Safer and more affordable medicine for all? How pharmacogenomics may level the playing field

Pharmacogenomics – a new scientific research field focused on the interplay between the human genome and the safety and efficacy of modern drugs – may level the therapy playing field for patients.

According to the US Centers for Disease Control and Prevention (CDC), more than 1.3 million Americans each year end up in the hospital because of an adverse drug reaction (ADR). With more than 100,000 deaths per year attributable to ADRs – making it the fourth leading cause of death – it has become a critical patient safety problem that the CDC, National Institutes of Health (NIH) and pharmaceutical companies have begun to address with pharmacogenomics; a field that focuses on helping physicians select the drugs and doses best suited for individual patients.
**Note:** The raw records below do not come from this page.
PR #3123, opened 2023-07-30
CLDR-15034 kbd: move pcm keyboard to 3.0 format

srl295:
CLDR-15034

Conversion of the `pcm` keyboard from pre-3.0 to new format.

image

The prior format file is here: https://github.com/unicode-org/cldr/blob/maint/maint-43/keyboards/und/pcm-t-k0-windows.xml

ALLOW_MANY_COMMITS=true


keyboards/3.0/pcm.xml
```diff
@@ -0,0 +1,70 @@
...
+			<transform from="O\u{323}" to="Ọ" />
+			<transform from="''" to="\u{323}" /> <!-- Quick way to add dot below -->
+			<transform from="A\u{301}" to="Á" />
+			<transform from="e\u{323}" to="ẹ" />
+			<transform from="O\u{301}" to="Ó" />
+			<transform from="e\u{301}" to="é" />
+			<transform from="e\u{300}" to="è" />
+			<transform from="E\u{301}" to="É" />
+			<transform from="o\u{300}" to="ò" />
+		</transformGroup>
```
miloush, line 68: This is a peculiar order of transforms (and with the `''` thrown in the middle), is that deliberate? It is difficult to see whether all base chars or all combining marks are covered.

keyboards/3.0/pcm.xml
```diff
@@ -0,0 +1,70 @@
...
+				keys="grave 1 2 3 4 5 6 7 8 9 0 hyphen equal" />
+			<row keys="acute w e r t y u i o p open-square close-square" />
+			<row keys="a s d f g h j k l odot edot slash" />
+			<row keys="slash z c v b n m comma period semi-colon apos" />
+			<row keys="space" />
+		</layer>
+
+		<layer modifier="shift">
+			<row
+				keys="grave bang at hash dollar naira percent amp asterisk open-paren close-paren underscore plus" />
```
miloush, line 38: why new row? (also in the layer above)

srl295: Why the new line? Just standard redhat xml formatter. I'll fix it.

keyboards/3.0/pcm.xml
```diff
@@ -0,0 +1,70 @@
+<?xml version="1.0" encoding="UTF-8"?>
+<!DOCTYPE keyboard SYSTEM '../dtd/ldmlKeyboard.dtd'>
+<keyboard locale="pcm" conformsTo="techpreview">
+	<version number="1.0.0" />
+	<names>
+		<name value="Nigerian Pidgin" />
+		<name value="Naijíriá Píjin" />
```
miloush, line 7: Yeah even though we said the implementation can pick a name it wants (or the first one), I feel like it would be useful to somehow note down what these values are, or how they differ, similar to `rel` attribute in `link`

keyboards/3.0/pcm.xml
```diff
@@ -0,0 +1,70 @@
...
+		</layer>
+
+		<layer modifier="shift">
+			<row
+				keys="grave bang at hash dollar naira percent amp asterisk open-paren close-paren underscore plus" />
+			<row keys="acute W E R T Y U I O P open-curly close-curly" />
+			<row keys="A S D F G H J K L Odot Edot" />
+			<row keys="question Z C V B N M open-angle close-angle colon double-quote" />
+			<row keys="space" />
+		</layer>
```
miloush, line 43: Shouldn't there also be a caps layer? I don't see in the spec preview that that would happen automatically.

srl295: Yes, there should, and there is one in the original file

srl295: Good catch

miloush: Maybe we should say something like unless there is an explicit caps layer, caps case-maps everything to uppercase

srl295: It could be a tool feature too though, generate a caps layer based on unicode casing.

srl295:
Can you file a ticket on that ?

keyboards/3.0/pcm.xml
mcdurdin: Leave it to tooling I think -- auto caps layer adds complexity to implementations and necessitates a bunch of orthography assumptions which would be problematic and could lead to frustrating implementation inconsistencies and bugs. Turkish i/ı/İ/I is just the beginning.

keyboards/3.0/pcm.xml
mcdurdin: :+1: `rel` attribute would be very helpful.

keyboards/3.0/pcm.xml
mcdurdin: These transforms (apart from `''`) are just normalization, and should not be included as part of the keyboard -- it should be automatic per the spec.

keyboards/3.0/pcm.xml
miloush: Well the layout does specify a locale that could be used for the case mapping, although we also support noting down alternative locales. The conflicting goal here is to have minimal files. I am perfectly happy with leaving this to tooling rather than the implementation.

keyboards/3.0/pcm.xml
miloush: Didn't we say the specified normalization is descriptive and does not change the output in any way?

srl295: Correct, my understanding is that the normalization is descriptive.

keyboards/3.0/pcm.xml
srl295: great idea, file a ticket ? :)

keyboards/3.0/pcm.xml
srl295: > locale used for case mapping

That's very much locale data, unicode version specific.  yes, that does make the files a little less minimal, but once the file is there it's completely independent of all Unicode versions and all locale data situations, which is best for less user surprise. As probably a bad example but Cherokee and Georgian didn't originally have bicamerality and now they do, so caps behavior could change dramatically.

keyboards/3.0/pcm.xml
mcdurdin: Ticket relating to this: https://unicode-org.atlassian.net/browse/CLDR-16943

keyboards/3.0/pcm.xml
srl295: @miloush do you want to file a ticket on this one?

keyboards/3.0/pcm.xml
```diff
@@ -0,0 +1,58 @@
...
+      <row keys="A S D F G H J K L Odot Edot slash" />
+      <row keys="slash Z C V B N M comma period semi-colon apos" />
+      <row keys="space" />
+    </layer>
+
+  </layers>
+
+  <transforms type="simple">
+    <transformGroup>
+      <transform from="''" to="\u{323}" /> <!-- Quick way to add dot below -->
```
miloush, line 55: Is this apos? I wonder how intuitive it is to have all these as implicit import

miloush:
Is there are ground truth for this particular layout, like a standard or community website or something that could be referenced/checked against?

keyboards/3.0/pcm.xml
srl295: This isn't an implicit import. this is a double apostrophe, as in the original file.

srl295:
this will have to be rebased once #3274  lands.

@miloush any other concerns with it?  Please compare to the original file: https://github.com/unicode-org/cldr/blob/maint/maint-43/keyboards/und/pcm-t-k0-windows.xml

keyboards/3.0/pcm.xml
```diff
@@ -0,0 +1,58 @@
...
+      <row keys="acute w e r t y u i o p open-square close-square" />
+      <row keys="a s d f g h j k l odot edot slash" />
+      <row keys="slash z c v b n m comma period semi-colon apos" />
+      <row keys="space" />
+    </layer>
+
+    <layer modifier="shift">
+      <row keys="grave bang at hash dollar naira percent amp asterisk open-paren close-paren underscore plus" />
+      <row keys="acute W E R T Y U I O P open-curly close-curly" />
+      <row keys="A S D F G H J K L Odot Edot" />
```
miloush, line 38: The original file has a `question` at the end of this line, like the other states have `slash`
```suggestion
      <row keys="A S D F G H J K L Odot Edot question" />
```

keyboards/3.0/pcm.xml
```diff
@@ -0,0 +1,58 @@
...
+      <row keys="question Z C V B N M open-angle close-angle colon double-quote" />
+      <row keys="space" />
+    </layer>
+
+    <layer modifier="caps">
+      <row keys="grave 1 2 3 4 5 6 7 8 9 0 hyphen equal" />
```
miloush, line 44: As far as I can tell, the original file has combining grave in _none_ and _shift_ states and non-combinign one here. In this PR all seem to be the same.

keyboards/3.0/pcm.xml
```diff
@@ -0,0 +1,58 @@
...
+      <row keys="acute W E R T Y U I O P open-square close-square" />
```
miloush, line 45: The original file has Q for _caps_ state
```suggestion
      <row keys="Q W E R T Y U I O P open-square close-square" />
```

miloush:
Let me know if these were intentional differences.

srl295:
@miloush i will get back to you on these… for now, this will need revamping also because it's now out of date due to the DTD

keyboards/3.0/pcm.xml
srl295: good catch, fixed

srl295:
@miloush  and all PTAL

miloush (approved):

While most research to date has concentrated on the response to drugs tailored to treat illnesses such as cardiovascular disease, Alzheimer’s disease, cancer, HIV/AIDS and asthma, there may be some light at the end of the tunnel for patients suffering from neuropsychiatric disorders like depression, schizophrenia and bipolar disorder – where patients often suffer severe side effects from their medication even after they have been taken off the drug.

According to Dr Mike Tocci, Associate Dean at the New Jersey Center for Science, Technology & Mathematics at Kean University, US: “Each person has a unique set of genes, so the way the disease manifests itself in an individual and how that individual’s body responds to treatment with specific drugs is different.”

The future of medicine

Tocci highlights that pharmacogenomics is a major component of “personalised medicine.”

“We are understanding the ways drugs are metabolised and achieve efficacy in individuals or are limited by adverse reactions in individual patients or patient populations through our genes. Physicians and drug researchers are rapidly learning how patients respond to certain compounds to better treat disease.”

Pharmacogenomics research has proven to be more practical for some diseases than others based on the ability to identify and monitor biomarkers: “We do not have biomarkers for all types of cancer cells or an understanding of what types of cells respond to different types of drugs, but we are learning more about how different cell types function in the human body. Eventually we will gain a better understanding of how our genomes influence the actions of specific drugs,” explained Dr Tocci.

The scope and costs associated with the research raise valid questions about who will benefit the most from this approach, both in the short- and long-term. Patients undergoing cancer therapy are a major focus but there has been progress for those suffering from autoimmune diseases, including diabetes and cardiovascular disease. Physicians will also be a major beneficiary with a more advanced understanding of how to treat patients better with more effective medication and a lower level of risk of adverse events.

While the costs to patients in the early stages of pharmacogenomics may be high, the benefits of this field in healthcare and drug development will overall reduce rates over time through the increased utilisation of biomarkers, gene expression profiling and cell mapping studies. In time, both the efficacy and safety of drugs will improve and as a result, become cheaper for patients.

Pharmacogenomics is heavily dependent on molecular biology and involves a number of processes including PCR, protein ID (Western blotting, ELISA), determining gene expression, gene and protein profiling techniques, cell sorting methods, cell separation techniques (centrifugations), cell imaging methods and the ability to analyse and profile cells in diseased tissues in both human and animal models.

Obstacles to advancement

While most news regarding pharmacogenomics has been encouraging, there are still a number of factors hindering the advancement of the field. Tests in animal models are not always predictive of human response, access to adequate numbers of patient samples is restricted and social as well as ethical considerations regarding patient privacy could limit certain groups from participating. The risks and costs associated with pharmacogenomic developments are also important factors that can limit who can conduct research and who can afford to implement this type of treatment.

“The long-term benefits of pharmacogenomics will be significant. Future work will enable personalised treatment of patients with more effective and safer drugs that will hopefully prolong life and/or improve quality of life by limiting side effects and adverse reactions. The biggest concern will be to ensure that we advance the science from an ethical standpoint and guarantee that all people can benefit and afford this,” concluded Dr Tocci.